### Task requirements
Please copy out all the data. Every detail stays the same.

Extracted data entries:

Issue #1873, opened 2015-07-31
Sample tool missing tool tip


chadrolfs:

iwehrman:
I GOT THIS.

PR #1926, opened 2015-08-05
Localize keyboard shortcuts

iwehrman:
1. Menu and global keyboard shortcuts are now localized per platform at `i18n!nls/shortcuts-mac` and `i18n!nls/shortcuts-win`. Previously the shortcuts were coded directly in the menu definitions with `keyChar` and `keyCode` properties. Those properties now have a boolean value, and when true the `menubar` will attempt to resolve the shortcut key from the localized shortcut files instead. 
2. Localized menu labels now live in their own file in the i18n menu structure at `i18n!nls/menu` to make them a little easier to manage.
3. The sampler tooltip is fixed, addressing #1873.


volfied:
Drop the rebase @iwehrman

src/js/models/menubar.js
```diff
@@ -260,19 +260,63 @@ define(function (require, exports, module) {
...
+        entries.forEach(function (entry) {
+            var id = entry.id;
+
+            if (entry.hasOwnProperty("shortcut")) {
+                var shortcut = entry.shortcut;
+                if (!shortcut.keyCode && !shortcut.keyChar) {
+                    throw new Error("Menu entry " + id + " has a shortcut without a key.");
+                }
+
+                if (!shortcuts) {
```
volfied: This check doesn't look like it belongs in the forEach, `shortcuts` is the fn parameter.

volfied:
I like it, got one nit and a rebase.

src/js/models/menubar.js
iwehrman: This a little convoluted but intentional. The point is that it's OK if there is no localization dictionary for a particular submenu ID _only if_ there are no entries that have keyboard shortcuts. So, it's an error as soon as you have a shortcut key that needs to be localized. Yes, I could do a first pass over the array and check for the existence of shortcuts first, but this seemed just as well to me...

iwehrman:
Rebased and ready 2 rock.

src/js/models/menubar.js
iwehrman: Though I did push a fix to correct the JSDoc on that param to indicate that it is optional.

volfied:
Alrighty then

Issue #1871, opened 2015-07-31
Search: filters missing their icons


chadrolfs:

iwehrman:
FBNC to @chadrolfs.

PR #1928, opened 2015-08-05
Put new icons into search

hamburge:
Also moved the getting of SVG class names to the search store so it can more easily be determined based on the option's category.
issue #1871


src/js/jsx/search/SearchBar.jsx
```diff
@@ -126,7 +125,7 @@ define(function (require, exports, module) {
             var idArray = id ? id.split("-") : [],
                 filterValues = _.drop(idArray),
                 updatedFilter = id ? _.uniq(this.state.filter.concat(filterValues)) : [],
-                filterIcon = svgUtil.getSVGClassesFromFilter(updatedFilter);
+                filterIcon = id ? this.getFlux().store("search").getSVGClass(updatedFilter) : null;
```
iwehrman: Hot tip: if you've got some expression `foo` which may be falsey, then you can just do `foo && bar` instead of `foo ? bar : null`.

src/js/stores/search.js
```diff
@@ -294,26 +315,26 @@ define(function (require, exports, module) {
...
                             title: title,
                             svgType: icon,
-                            category: categories,
+                            category: itemCategories,
                             style: { "fontStyle": "italic" },
                             haveDocument: searchInfo.haveDocument,
                             type: "filter"
                         });
-                    });
+                    }.bind(this));
```
iwehrman: Hot tip: Both `Array.prototype.forEach` and `Immutable.List.prototype.forEach` (and all their collection-traversing friends) allow you to pass a final "receiver" parameter so you don't have to explicitly bind a `this` to the function.

iwehrman: And, in case you were wondering, we do prefer receiver arguments over explicit binding :grimacing:

iwehrman:
This is for @placegraphichere as much as @hamburge, but I think the magnifying glass icon here is too tiny compared to the other inline icons: 
search

hamburge:
@iwehrman Thanks for the hot tips. I made the search icon a little bigger too because I agree, it was too little.

iwehrman:
:fire: :point_left:

Issue #1806, opened 2015-07-23
Selected search options shift horizontally when selected


iwehrman:
![shift](https://s3.amazonaws.com/f.cl.ly/items/113I2U3t0U0h2P0C211c/Screen%20Recording%202015-07-23%20at%2007.07%20AM.gif)

iwehrman:
This is still happening in your most recent branch, @hamburge.

iwehrman:
Fixed by brute force.

PR #1939, opened 2015-08-06
Search options should not shift horizontally when selected

hamburge:
Chrome on Retina displays apparently doesn't know how to add rem values. @designedbyscience said this is currently the best workaround option to properly calculate the rem value.

issue #1806


designedbyscience:
She's not wrong

iwehrman:
If @designedbyscience approves then I approve.

iwehrman:
Man if only there were some WebKit reviewers around here that could fix that bug.

Issue #1932, opened 2015-08-06
Menu shortcut to open search bar should also close it if open


iwehrman:
Just like Spotlight and Alfred.

iwehrman:
Hmm, this still doesn't work for me. (I guess I should have tested it before merging #1943.) Back to @hamburge!

Issue #1931, opened 2015-08-06
Search should refer to "results" not "options"


iwehrman:
![options](https://s3.amazonaws.com/f.cl.ly/items/3T1n1B1J3M1y2y2G1C2f/Image%202015-08-06%20at%206.57.26%20AM.png)

iwehrman:
Fixed by #1943.

Issue #1930, opened 2015-08-06
Filter results not selected by default


iwehrman:
Maybe this is intentional, but it just tripped me up. I wanted to just filter by menu commands, so I hit cmd-F, "me", enter. I expected this to filter by menu commands, but the first result wasn't highlighted. It seems like it only highlights the first non-filter result? Also, some unexpected command was executed when I hit enter with no (visible) results highlighted. Maybe an off-screen result was highlighted? That shouldn't happen either!

iwehrman:
![me](https://s3.amazonaws.com/f.cl.ly/items/1L3u0e2K0i0H400F262N/Image%202015-08-06%20at%206.53.33%20AM.png)

iwehrman:
Fixed by #1943.

Issue #1929, opened 2015-08-06
Add Super Search to keyboard shortcut list


joelrbrandt:
the "Help > Keyboard Shortcuts" menu lists keyboard shortcuts. But, Super Search isn't in the list! :scream:

joelrbrandt:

### Answer box
Issue #1873, opened 2015-07-31
Sample tool missing tool tip


chadrolfs:

iwehrman:
I GOT THIS.

PR #1926, opened 2015-08-05
Localize keyboard shortcuts

iwehrman:
1. Menu and global keyboard shortcuts are now localized per platform at `i18n!nls/shortcuts-mac` and `i18n!nls/shortcuts-win`. Previously the shortcuts were coded directly in the menu definitions with `keyChar` and `keyCode` properties. Those properties now have a boolean value, and when true the `menubar` will attempt to resolve the shortcut key from the localized shortcut files instead. 
2. Localized menu labels now live in their own file in the i18n menu structure at `i18n!nls/menu` to make them a little easier to manage.
3. The sampler tooltip is fixed, addressing #1873.


volfied:
Drop the rebase @iwehrman

src/js/models/menubar.js
```diff
@@ -260,19 +260,63 @@ define(function (require, exports, module) {
...
+        entries.forEach(function (entry) {
+            var id = entry.id;
+
+            if (entry.hasOwnProperty("shortcut")) {
+                var shortcut = entry.shortcut;
+                if (!shortcut.keyCode && !shortcut.keyChar) {
+                    throw new Error("Menu entry " + id + " has a shortcut without a key.");
+                }
+
+                if (!shortcuts) {
```
volfied: This check doesn't look like it belongs in the forEach, `shortcuts` is the fn parameter.

volfied:
I like it, got one nit and a rebase.

src/js/models/menubar.js
iwehrman: This a little convoluted but intentional. The point is that it's OK if there is no localization dictionary for a particular submenu ID _only if_ there are no entries that have keyboard shortcuts. So, it's an error as soon as you have a shortcut key that needs to be localized. Yes, I could do a first pass over the array and check for the existence of shortcuts first, but this seemed just as well to me...

iwehrman:
Rebased and ready 2 rock.

src/js/models/menubar.js
iwehrman: Though I did push a fix to correct the JSDoc on that param to indicate that it is optional.

volfied:
Alrighty then

Issue #1871, opened 2015-07-31
Search: filters missing their icons


chadrolfs:

iwehrman:
FBNC to @chadrolfs.

PR #1928, opened 2015-08-05
Put new icons into search

hamburge:
Also moved the getting of SVG class names to the search store so it can more easily be determined based on the option's category.
issue #1871


src/js/jsx/search/SearchBar.jsx
```diff
@@ -126,7 +125,7 @@ define(function (require, exports, module) {
             var idArray = id ? id.split("-") : [],
                 filterValues = _.drop(idArray),
                 updatedFilter = id ? _.uniq(this.state.filter.concat(filterValues)) : [],
-                filterIcon = svgUtil.getSVGClassesFromFilter(updatedFilter);
+                filterIcon = id ? this.getFlux().store("search").getSVGClass(updatedFilter) : null;
```
iwehrman: Hot tip: if you've got some expression `foo` which may be falsey, then you can just do `foo && bar` instead of `foo ? bar : null`.

src/js/stores/search.js
```diff
@@ -294,26 +315,26 @@ define(function (require, exports, module) {
...
                             title: title,
                             svgType: icon,
-                            category: categories,
+                            category: itemCategories,
                             style: { "fontStyle": "italic" },
                             haveDocument: searchInfo.haveDocument,
                             type: "filter"
                         });
-                    });
+                    }.bind(this));
```
iwehrman: Hot tip: Both `Array.prototype.forEach` and `Immutable.List.prototype.forEach` (and all their collection-traversing friends) allow you to pass a final "receiver" parameter so you don't have to explicitly bind a `this` to the function.

iwehrman: And, in case you were wondering, we do prefer receiver arguments over explicit binding :grimacing:

iwehrman:
This is for @placegraphichere as much as @hamburge, but I think the magnifying glass icon here is too tiny compared to the other inline icons: 
search

hamburge:
@iwehrman Thanks for the hot tips. I made the search icon a little bigger too because I agree, it was too little.

iwehrman:
:fire: :point_left:

Issue #1806, opened 2015-07-23
Selected search options shift horizontally when selected


iwehrman:
![shift](https://s3.amazonaws.com/f.cl.ly/items/113I2U3t0U0h2P0C211c/Screen%20Recording%202015-07-23%20at%2007.07%20AM.gif)

iwehrman:
This is still happening in your most recent branch, @hamburge.

iwehrman:
Fixed by brute force.

PR #1939, opened 2015-08-06
Search options should not shift horizontally when selected

hamburge:
Chrome on Retina displays apparently doesn't know how to add rem values. @designedbyscience said this is currently the best workaround option to properly calculate the rem value.

issue #1806


designedbyscience:
She's not wrong

iwehrman:
If @designedbyscience approves then I approve.

iwehrman:
Man if only there were some WebKit reviewers around here that could fix that bug.

Issue #1932, opened 2015-08-06
Menu shortcut to open search bar should also close it if open


iwehrman:
Just like Spotlight and Alfred.

iwehrman:
Hmm, this still doesn't work for me. (I guess I should have tested it before merging #1943.) Back to @hamburge!

Issue #1931, opened 2015-08-06
Search should refer to "results" not "options"


iwehrman:
![options](https://s3.amazonaws.com/f.cl.ly/items/3T1n1B1J3M1y2y2G1C2f/Image%202015-08-06%20at%206.57.26%20AM.png)

iwehrman:
Fixed by #1943.

Issue #1930, opened 2015-08-06
Filter results not selected by default


iwehrman:
Maybe this is intentional, but it just tripped me up. I wanted to just filter by menu commands, so I hit cmd-F, "me", enter. I expected this to filter by menu commands, but the first result wasn't highlighted. It seems like it only highlights the first non-filter result? Also, some unexpected command was executed when I hit enter with no (visible) results highlighted. Maybe an off-screen result was highlighted? That shouldn't happen either!

iwehrman:
![me](https://s3.amazonaws.com/f.cl.ly/items/1L3u0e2K0i0H400F262N/Image%202015-08-06%20at%206.53.33%20AM.png)

iwehrman:
Fixed by #1943.

Issue #1929, opened 2015-08-06
Add Super Search to keyboard shortcut list


joelrbrandt:
the "Help > Keyboard Shortcuts" menu lists keyboard shortcuts. But, Super Search isn't in the list! :scream:

joelrbrandt:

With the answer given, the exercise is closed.